The mod 6 wheel sequence alternates between only two numbers, which can easily be achieved by XORing with a suitable value. On top of the odds-only sieve the distances are halved, so that the sequence becomes 2,1,2,1... This skipping reduces the work during decoding by 1/3rd (for stepping mod 3), and the skipped primes can also be ignored during the sieving. The latter can have a marked effect on sieve times, since the smallest primes do the greatest number of crossings-off during the sieving.
Here's a simple Sieve of Eratosthenes, with both suggestions applied. Note: here and in the following I generally go with the flow of C#/.Net and use signed integers where I would normally use unsigned integers in any sane language. That's because I don't have the time to vet the code for the performance implications (penalties) resulting from the use of unsigned types, like that the compiler suddenly forgets how to replace division by a constant with multiplication of the inverse and so on.

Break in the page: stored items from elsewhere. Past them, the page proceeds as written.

PR #873, opened 2023-01-30
Fix mutate timeout

### LINKED ISSUE #448: Adjust aiohttp timeouts to 30s
**Describe the bug**
Admission requests timeout after 30s. The http requests of connaisseur using aiohttp apply the default timeout of 300s: https://docs.aiohttp.org/en/stable/client_quickstart.html#timeouts
As a consequence, requests that fail due to badly reachable external resources are reported as internal error "failed calling webhook (..)" which is misleading as this is not an internal error reaching Connaisseur, but a timeout of Connaisseur on requesting external resources, e.g. a bad connection and should be reported as an error by Connaisseur as such.
Furthermore, the 300s timeout results in logs showing no information until 300s(-30s) after the request failed which complicates triangulation of such issues.

**Expected behavior**
http requests should timeout after 30s as there is no need to wait for a response later than that. A bit more difficult would be to enforce below 30s to ensure Connaisseur reports the error and not that the error is reported as inability to reach connaisseur.

Related to #447

Starkteetje:
Admission control is capped to 30s. As such Connaisseur must finish within these 30s or it will fail generically. To add information to this failure, this MR adds a 29s timeout to all validation activities and fails with a dedicated error message if the timeout is surpassed
The MR also contains minor fixes to docs and build I noticed when touching it

Fixes #448 

## Checklist

### DIFF
--- a/connaisseur/constants.py
+++ b/connaisseur/constants.py
@@ -1,1 +1,8 @@
+# We use aiohttp to connect to external sources. Webhooks time out after 30s,
+# so we need to respond before that or the Connaisseur webhook will fail with a
+# generic error message, see https://github.com/sse-secure-systems/connaisseur/issues/448
+# Since the timeouts in aiohttp are ceiled to full seconds
+# (https://docs.aiohttp.org/en/stable/client_quickstart.html#timeouts),
+# we can't get closer to 30 than 29 without failing to respond within 30 a lot more often
+AIO_TIMEOUT_SECONDS = 29
 SHA256 = "sha256"
--- a/connaisseur/flask_application.py
+++ b/connaisseur/flask_application.py
@@ -3,12 +3,13 @@ import logging
 import os
 import traceback
 
+import aiohttp
 from flask import Flask, jsonify, request
 from prometheus_flask_exporter import NO_PREFIX, PrometheusMetrics
 
 import connaisseur.constants as const
 from connaisseur.admission_request import AdmissionRequest
-from connaisseur.alert import send_alerts
+from connaisseur.alert import dispatch_alerts
 from connaisseur.config import Config
 from connaisseur.exceptions import (
     AlertSendingError,
@@ -64,27 +65,7 @@ def mutate():
     Handle the '/mutate' path and accept CREATE and UPDATE requests.
     Send a response back, which either denies or allows the request.
     """
-    admission_request = None
-    try:
-        logging.debug(request.json)
-        admission_request = AdmissionRequest(request.json)
-        response = asyncio.run(__admit(admission_request))
-    except Exception as err:
-        if isinstance(err, BaseConnaisseurException):
-            err_log = str(err)
-            msg = err.user_msg  # pylint: disable=no-member
-        else:
-            err_log = str(traceback.format_exc())
-            msg = "unknown error. please check the logs."
-        send_alerts(admission_request, False, msg)
-        logging.error(err_log)
-        uid = admission_request.uid if admission_request else ""
-        return jsonify(
-            get_admission_review(uid, False, msg=msg, detection_mode=DETECTION_MODE)
-        )
-
-    send_alerts(admission_request, True)
-    return jsonify(response)
+    return asyncio.run(__async_mutate())
 
 
 def metrics_label(response, label):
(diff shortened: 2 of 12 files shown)


tests/test_flask_application.py
```diff
@@ -220,31 +222,60 @@ async def test_admit(
...
-    "function, err",
+    "function, err, status",
     [
         (
             {
                 "target": "connaisseur.flask_application.send_alerts",
                 "side_effect": exc.AlertSendingError(""),
             },
             "Alert could not be sent. Check the logs for more details!",
+            500,
```
Starkteetje, line 246: Currently, if alerting fails and Connaisseur is configured to require alerts to be sent, Connaisseur fails. We could try to catch this and respond with an error that explains, we deny the image because of failed alert. Thoughts?

connaisseur/constants.py
```diff
@@ -1 +1,2 @@
+AIO_TIMEOUT_SECONDS = 29
```
xopham, line 1: think we could go closer to 30s? Ultimately, we'll return even if k8s timed out. It's just a bit unfortunate to loose a full second

connaisseur/flask_application.py
```diff
@@ -116,14 +98,62 @@ def readyz():
...
+    # thus we timeout slightly earlier
+    # https://github.com/sse-secure-systems/connaisseur/issues/448
+    timeout = aiohttp.ClientTimeout(total=const.AIO_TIMEOUT_SECONDS)
+    async with aiohttp.ClientSession(timeout=timeout) as session:
+        admission_request = None
+        try:
+            logging.debug(request.json)
+            admission_request = AdmissionRequest(request.json)
+            response = await __admit(admission_request, session)
+            # Depending on whether alerting must succeed, run it synchronously or in the background
```
xopham, line 114: wow...smooth

connaisseur/flask_application.py
```diff
@@ -116,14 +98,62 @@ def readyz():
...
+            if alerting_must_succeed(True):
```
xopham, line 115: I fail to see why you call with `True`

connaisseur/flask_application.py
```diff
@@ -116,14 +98,62 @@ def readyz():
...
+            return jsonify(response)
+        except Exception as err:
+            if isinstance(err, BaseConnaisseurException):
+                err_log = str(err)
+                msg = err.user_msg  # pylint: disable=no-member
+            elif isinstance(err, asyncio.TimeoutError):
+                err_log = str(traceback.format_exc())
+                msg = (
+                    "couldn't retrieve the necessary trust data for verification within 30s. "
+                    + "most likely there was a temporary network hiccup."
```
xopham, line 131: slang, provide more useful info like "bad connection" etc

connaisseur/validators/cosign/cosign_validator.py
```diff
@@ -1,4 +1,3 @@
-# import asyncio
```
xopham, line 1: I believe my fix was released and consequently, the asyncio parallelization might work now. So one might check, whether it's fast or less consuming. Bit hesitant to simply remove it

connaisseur/validators/notaryv1/notary.py
```diff
@@ -89,49 +89,58 @@ def healthy(self):
...
+                    message=msg, notary_name=self.name, tuf_role=str(role)
+                )
+
+            response.raise_for_status()
+            data = await response.text()
+            return TrustData(json.loads(data), str(role))
 
     async def get_delegation_trust_data(
-        self, image: Image, role: TUFRole, token: str = None
+        self,
```
xopham, line 136: this might be an old version of black

connaisseur/constants.py
Starkteetje: https://docs.aiohttp.org/en/stable/client_quickstart.html#timeouts

> aiohttp ceils timeout if the value is equal or greater than 5 seconds. The timeout expires at the next integer second greater than current_time + timeout.

Which means 29 will on average be 29,5s already and might be 29.9999 (in which case we'll probably not return in time. We could go down to 28 to fix that, but then again I agree with you on the point that we shouldn't "waste" too much time). If we went to 29,5, we'd basically always fail to return in time

connaisseur/validators/cosign/cosign_validator.py
Starkteetje: Well, either we want to have and use it or not. We shouldn't have random commented out code. If we want it back, we can simply git checkout an old version

connaisseur/flask_application.py
Starkteetje: `event_category = "admit_request" if admit_event else "reject_request"` in `alerting_must_succeed`. Could make it more specific and call it `alerting_must_succeed_if_admitted`, but didn't really see the benefit here of making it more specifc. Thoughts?

Starkteetje: Though I shall rename the function to must_... to reflect the bool answer

connaisseur/validators/notaryv1/notary.py
Starkteetje: It doesn't fail black validation, so I don't think so. Also it got bigger with another argument, so it makes sense it's no longer a single line

connaisseur/constants.py
xopham: good point. thanks for clarifying

connaisseur/validators/cosign/cosign_validator.py
xopham: well, ok, than it is gone. fine

connaisseur/validators/notaryv1/notary.py
xopham: ok, then let's keep it

connaisseur/constants.py
Starkteetje: Think I'll add a comment outlining this. Thanks for asking

connaisseur/flask_application.py
Starkteetje: Indeed, it is never called with False. Writing it to answer to any bool was easier (copy pasta from other parts), so I didn't feel the need to make the function less generic.

However, thinking about it, you're right. It really doesn't make sense to be called with False ever as the question is whether Conny should reject the image if alert sending failed and if Conny rejected in the first place, this is irrelevant.

Another question that came up while looking at this is whether we'd want to dispatch the alerts in the "rejected" case in the background as well. Because even in the rejected case we may run into a timeout (though it's less critical in the sense that we'd block the deployment anyways whereas a blocked deployment due to alerts being sent too slow would change behaviour). So I think I'll fix that up as well and send alerts in the background here too

xopham: sounds good

tests/test_flask_application.py
xopham: would consider that to be important if it happens

xopham:
why did you reduce code coverage? could you check the lines?

connaisseur/flask_application.py
```diff
@@ -116,14 +97,56 @@ def readyz():
...
+            return jsonify(response)
+        except Exception as err:
+            if isinstance(err, BaseConnaisseurException):
+                err_log = str(err)
+                msg = err.user_msg  # pylint: disable=no-member
+            elif isinstance(err, asyncio.TimeoutError):
+                err_log = str(traceback.format_exc())
+                msg = (
+                    "couldn't retrieve the necessary trust data for verification within 30s. "
+                    + "most likely there was a temporary network failure."
```
xopham, line 124: you are guessing here. It maybe that the server cannot be reached. Would be a bit more instructive like "check connection..."

tests/test_flask_application.py
Starkteetje: Ok, will open an issue

xopham (approved):
lgtm

PR #890, opened 2023-02-17
Fix: Repair script for getting root key

Starkteetje:
## Description

The root key script was broken with https://github.com/sse-secure-systems/connaisseur/pull/873 due to a new argument added to an internal function, which the root key script uses. This commit adds that missing argument to the call inside the root key script

## Checklist


xopham (approved):
lgtm

PR #921, opened 2023-03-03
Ci/new ci 2

xopham:
Fixes #

## Checklist


.github/actions/context/action.yaml
```diff
@@ -93,21 +87,33 @@ runs:
...
       id: show_context
       run: |
-        BRANCH_TAG=$(echo "${{ steps.meta.outputs.tags }}" | cut -d ':' -f 2)
-        echo BRANCH_TAG=${BRANCH_TAG} >> ${GITHUB_OUTPUT}
+        PREFIX=$(echo "${{ steps.get_context.outputs.BUILD_REGISTRY }}/${{ steps.get_context.outputs.BUILD_REPO }}:" | sed 's%/%\/%g')
+        TAGS="${{ steps.meta.outputs.tags }}"
+        REF_TAGS="${TAGS//${PREFIX}/}"
+        BUILD_IMAGE=$(echo "${TAGS}" | tail -2 | head -1)
+        BUILD_TAG="${BUILD_IMAGE//${PREFIX}/}"
+        [[ ${BUILD_TAG} == "sha-"* ]] || exit 1 # check as parsing of the BUILD_TAG maybe fragile and dependent on docker/metadata-action priorities
```
phbelitz, line 112: This breaks the pipeline right? How do we recover should the parsing be fragile ...?

.github/actions/safety/action.yaml
```diff
@@ -1,24 +1,35 @@
...
+      if: inputs.registry != ''
+      uses: docker/login-action@f4ef78c080cd8ba55a85445d5b36e214a81df20a # v2.1.0
+      with:
+        registry: ${{ inputs.registry }}
+        username: ${{ inputs.repo_owner }}
+        password: ${{ inputs.repo_token }}
     - name: Scan
-      run: safety check -r ./actual_package_versions.txt --full-report -o screen --save-json safety-report.json
+      run: |
+        docker run --user 0 -v ${PWD}:/results ${{ inputs.image }} /bin/ash -c \
```
phbelitz, line 28: do we actually expect different results from the images, that this complicated approach now is necessary?

.github/workflows/.reusable-docs.yaml
```diff
@@ -17,13 +15,22 @@ jobs:
...
         run: |
           pip install -r docs/requirements_docs.txt
       - name: Deploy
         run: |
-          mike deploy --push develop
+          if [[ "${GHREF}" == "refs/tags/v"* ]];
+          then
+            mike deploy --push --update-aliases ${RELEASE_VERSION} latest
+          elif [[ "${GHREF}" == "refs/heads/develop" ]]; then
+            mike deploy --push ${RELEASE_VERSION}
```
phbelitz, line 33: `mkdocs build` builds the docs and `mike deploy` builds and pushes ?

.github/actions/grype/action.yaml
```diff
@@ -0,0 +1,49 @@
...
+    - name: Login with registry
+      if: inputs.registry != ''
+      uses: docker/login-action@f4ef78c080cd8ba55a85445d5b36e214a81df20a # v2.1.0
+      with:
+        registry: ${{ inputs.registry }}
+        username: ${{ inputs.repo_owner }}
+        password: ${{ inputs.repo_token }}
+    - name: Scan
+      if: inputs.output == 'table'
+      uses: anchore/scan-action@v3
```
phbelitz, line 32: sha pinning?

.github/actions/context/action.yaml
xopham: I certainly do hope it is not. If that were to happen, I would above distinctly grep the one that is tagged with `sha-...` which could be done either way. Currently, sort of trust it to be the second to last which is supported by the metadata action prioritization. As they mention it explicitly, I guess they are aware that it should not simply be re-ordered

.github/actions/safety/action.yaml
xopham: the approach is actually the [recommended one by safety](https://github.com/pyupio/safety/#scan-a-python-based-docker-image). Now, there is 2 reasons to use this one:
- scanning from within the image scans the actually installed versions not the "presumably" installed versions
- scanning from within scans the actual python environment not only the pinned versions from `requirements.txt`
- only in this way can we actually scan the automated builds and the released version separately
that was my rationale for the switch

.github/workflows/.reusable-docs.yaml
xopham: yes, that is also how it worked in the past if you check out the corresponding deleted files

xopham: e.g. `.github/workflows/docs.yaml`

.github/actions/grype/action.yaml
xopham: correct, I missed that. Will however at some point add the sha pins for all external actions. Still fixing here as well

phbelitz (approved):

static long sum_small_primes_up_to (int n)
{
if (n < 7)
return (0xAA55200 >> (n << 2)) & 0xF;
int sqrt_n_halved = (int)Math.Sqrt(n) >> 1;
int max_bit = (int)(n - 1) >> 1;
var odd_composite = new bool[max_bit + 1];
for (int i = 5 >> 1; i <= sqrt_n_halved; ++i)
if (!odd_composite[i])
for (int p = (i << 1) + 1, j = p * p >> 1; j <= max_bit; j += p)
odd_composite[j] = true;
long sum = 2 + 3;
for (int i = 5 >> 1, d = 1; i <= max_bit; i += d, d ^= 3)
if (!odd_composite[i])
sum += (i << 1) + 1;
return sum;
}
The first if statement handles the small fry (n in 0..6) by returning a suitable element of a precomputed list of numbers, and it serves to get all the special cases out of the way in one fell swoop. All other occurrences of shift operators are for converting between the realm of numbers and the realm of indices into the odds-only sieve.
This is pretty much the same code that I normally use for sieving small primes, up to 64K or so (the potential least factors for numbers up to 32 bits). It does Euler's piddling 2 million in 4.5 milliseconds but throwing bigger numbers at it shows its Achilles heel: it does a lot of striding over large distances, which interacts badly with modern memory subsystems where decent access speed can only be got from caches. The performance drops markedly when the capacity of the level 1 cache (typically 32 KiByte) is exceeded significantly, and it goes down even further when exceeding the L2 and L3 capacities (typically several megabytes). How sharp the drop is depends on the quality (price tag) of the computer, of course...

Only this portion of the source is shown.